▸ **The problem**:
Among the entries below, take the line with "Correctly load basemap" and the line with "### LINKED ISSUE #4265: Mobx", and output them and every line between them exactly, with nothing else.

Saved entries:

PR #4923, opened 2020-10-28
WMS legend improvements for default styles

### LINKED ISSUE #1513: Picking the first legend for WMS isn't always right
Sometimes this happens:
1. Layer has a default style, which is not the first in the list
2. When we load GetCaps, we get the legend from the first style (which includes a PALETTE parameter)
3. When we request tiles, we don't pass that parameter, and get the first style.

Hence: a legend that doesn't match the tile style.

http://nationalmap.research.nicta.com.au/#share=CAot5S

nf-s:
Fixes https://github.com/TerriaJS/terriajs/issues/1513

### WMS legend improvements for default styles

For some reason WMS doesn't include information about the default style.

Before we assumed that the first style was default, but only used it to request legend and didn't use it to request tiles &mdash; sometimes this resulted in the legend not matching the actual style of the tiles.

Now, if no style is specified (ie we are using the default style) we will try to request a legend with no `style` parameter (**not the first style in the list**).

### Added transparency and Geoserver legend options (thanks @zoran995)

If the WMS `isGeoserver` then we can add a few options to make legend more pretty

### Checklist


nf-s:
From [OGC WMS-SLD spec](https://www.ogc.org/standards/sld) &mdash; about `style` property for `GetLegendGraphic` request:

> Style of layer for which to produce legend graphic. **If not present, the default style is selected.** The style may be any valid style available for a layer, including non-SLD internally-defined styles.

zoran995:
this triggered me to notice missing transparent legend option for WMS from Geoserver. It was implemented in #1373.

lib/ReactViews/Workbench/Controls/DimensionSelectorSection.tsx
```diff
@@ -71,7 +71,7 @@ export default class DimensionSelectorSection extends React.Component<{
               {(typeof dim.selectedId === "undefined" ||
                 dim.allowUndefined) && (
                 <option key="__undefined__" value="">
-                  Not specified
+                  {dim.undefinedLabel ?? "Not specified"}
```
KeyboardSounds: You should probably i18n-ify the "Not specified" here

nf-s: ah yep, good point

nf-s: done

nf-s:
~Actually before we merge this I might merge in https://github.com/TerriaJS/terriajs/pull/4939~

Done

KeyboardSounds (approved):

PR #4947, opened 2020-10-30
Correctly load basemap and viewermode from init files

### LINKED ISSUE #4265: Mobx baseMap and viewer from init file
Loading of basemap from init file is not ported from master, so currently it is defined only from user local preferences and if its first time user then the first one from the list is used. 
The viewer mode option is always set to the value from the init file, although there is a value in local preferences.
This is mainly so it doesn't end up forgotten :)

zoran995:
### What this PR does

Fixes #4265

▸ **Problem solution**:
Correctly load basemap and viewermode from init files

### LINKED ISSUE #4265: Mobx baseMap and viewer from init file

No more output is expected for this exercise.